Postby UncleEbenezer » March 13th, 2018, 2:19 pm

Nocton wrote:
You're very fortunate to have the roof, and huge taxpayer subsidies for your production. Those of us not rich enough to have a roof have no choice but to invest through funds, with a much less generous regime.

Yes. I assume that you live in a flat UncleEbeneezer as you don't have to be very rich to have a suitable roof.

Well, I do have a roof and live in a house. But it would be for my landlord to put up anything like solar panels, and he's not interested.
I am constantly amazed that so many new houses are built without solar panels. The cost, if put in at building time, for a 3MW array would be about £6,000. (And at the time of site layout and house design the roof can be optimised for the sun.)
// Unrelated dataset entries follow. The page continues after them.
PR #488, opened 2025-07-30
Fix up the fuzz helper tool

chiphogg:
The most pressing issue is that right now, it makes `//...:all`
nightmarishly slow.  It basically adds about a minute or two _after_ all
the tests finish running, just to build (and not even run) this target.
(This utility is extremely compiler intensive!)  The easy fix is to add
a `manual` tag.

While I'm at it, I might as well stop using gtest as a shortcut to get
an executable.  This was never really that much of a shortcut to begin
with --- it's just a lazy decision I made N months ago when I started
working on this, and I never felt like writing a `main` function.  I was
going to add the comments as [suggested] in #461 to explain why we're
using gtest, but it was easier to just stop using gtest.

[suggested]: https://github.com/aurora-opensource/au/pull/461#discussion_r2217955375

### DIFF
--- a/fuzz/BUILD.bazel
+++ b/fuzz/BUILD.bazel
@@ -18,11 +18,11 @@ cc_binary(
     name = "quantity_runtime_conversion_check",
     testonly = True,
     srcs = ["quantity_runtime_conversion_check.cc"],
+    tags = ["manual"],
     deps = [
         ":quantity_runtime_conversion_checkers",
         "//au:conversion_strategy",
         "//au:testing",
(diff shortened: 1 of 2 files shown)


geoffviola:
Thanks for optimizing the workflow.

Do you see the test as more of an integration test? More specifically, when should fuzz/quantity_runtime_conversion_check.cc be run?

I can see that there are assertions, but it doesn't use the GTest framework. Why is that?

hoffbrinkle (approved):

Issue #149, opened 2023-07-12
Add support for fmtlib


chiphogg:
We have a formatter internal to Aurora, which was pretty easy to write.  However, I don't think it was that smart about taking the unit label length into account.  Maybe we can write some test cases for an improved implementation.

chiphogg:
Yes, this issue tracker is only for things that we intend for the public library.  🙂  We have another internal tracker for Aurora-internal issues.

It's a very busy time at Aurora right now with our product launch imminent, so we can't work on Au much at all right now.  That said, I think we could fit it in for the next release we _do_ get a chance to do, so I'll bump it up to the 0.4.2 milestone.  Thanks for asking!

chiphogg:
Update: a flurry of activity, with a frustrating result.  I've already spent at least 3x as much time as I expected when I put this on the 0.4.2 (now [0.5.0](https://github.com/aurora-opensource/au/milestone/8)) milestone.  We even got to the point of landing what we thought was a working implementation!  But now I don't even know if this is feasible.  At the very least, I'll probably revert what we have for the 0.5.0 release, and hope that we can figure something out in time for 0.6.0.

The tricky part is that we need to maintain Au's zero-dependency status, and we need a solution that works for a wide variety of `{fmt}` versions, as well as `std::format`.  Those are some wickedly hard constraints, as far as I can (now) tell.

It's not all bad news.  I feel pretty satisfied with the format string syntax we came up with (see #491).  And I have a much better sense of the shape of the problem and its constraints.

I think I'll write up a detailed retrospective on what happened.  The main audience is "future me, trying to solve this for 0.6.0", but it may be of interest to others yearning for this feature.  Maybe I'll follow up by taking stock of where we're at.

## Strategies and attempts

### Initial idea: forward declare and specialize

If this had worked, it would have been the best end user experience: anyone who uses `fmt::format` or `std::format` would get Au's format string syntax for free, without any extra work.  The idea was to forward declare the `fmt::formatter` class, and provide a specialization for `au::Quantity<U, R>`.

Note how this avoids the _physical_ dependency on `{fmt}`.  Without `{fmt}`, it'd just be some random template specialization.  But as soon as a user includes `"fmt/format.h"`, the specialization "comes to life", and they automatically get Au's format string syntax.

[...]

PR #492, opened 2025-07-30
Make `parse_ctx` constructor call more precise

chiphogg:
Here is the first attempt to test `std::format` support:
<https://godbolt.org/z/fYbarPdvG>.

The error complains about our `static_cast<int>` needing to _then_
become a `size_t` in the `std::format` implementation.  So I decided to
look into the constructors in more detail.  It turns out that for
`{fmt}`, the constructor takes a `fmt::string_view` and optional `int`
argument count, while the `std::format` takes a `std::string_view` and a
`size_t` argument count.

So this makes it seem like the constructor was spelled wrongly, and we
were actually providing an argument count, not a second argument to the
`xyz::string_view`.  Oops!

The fix is to construct it with a _nested_ braced list whose second
argument is the `size_t` difference.  To disambiguate the constructor,
we also need to pass something for the argument count.  `0` should work
in all cases.  It's pretty rare for the format parse context argument to
actually _need_ the argument count, and is mostly used for, e.g.,
getting part of a formatting string from a _different numbered
argument_.

Helps #149.  After this, we will try again with the godbolt link ---
unfortunately, we can't easily test the `std::format` directly just yet.

### DIFF
--- a/au/quantity.hh
+++ b/au/quantity.hh
@@ -941,7 +941,7 @@ struct QuantityFormatter {
         if (is_unit_label) {
             ++it;
         }
-        FormatParseContext parse_ctx({it, static_cast<std::size_t>(next_end - it)});
+        FormatParseContext parse_ctx{{it, static_cast<std::size_t>(next_end - it)}, 0};
 
         if (is_unit_label) {
             unit_label_format.parse(parse_ctx);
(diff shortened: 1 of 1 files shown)


chiphogg:
Taking into draft: I found some issues with the context constructor on slightly older versions of fmt.

hoffbrinkle (approved):

chiphogg:
Closing (see [comment](https://github.com/aurora-opensource/au/issues/149#issuecomment-3144905376) for more details).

Agreed. The last place I lived (a flat) looked down on a new development of nine flats. Couldn't see why they didn't put in solar panels: a block like that would really have benefited from a communal heating and hot water system: zero bills in summer and much reduced in winter.
This is trivial compared to the cost of most houses and even with the very much reduced subsidies the investment would be very worthwhile - tax free, rising with inflation and guaranteed by the government - many times more than any extra mortgage payments that might have to be paid.

Yes. I have a reasonable five-figure sum invested in renewable energy (not Bluefield, but some of its peers), and would have no problem forking out the cost of solar panels. But I'm certainly not so rich as to have my own roof.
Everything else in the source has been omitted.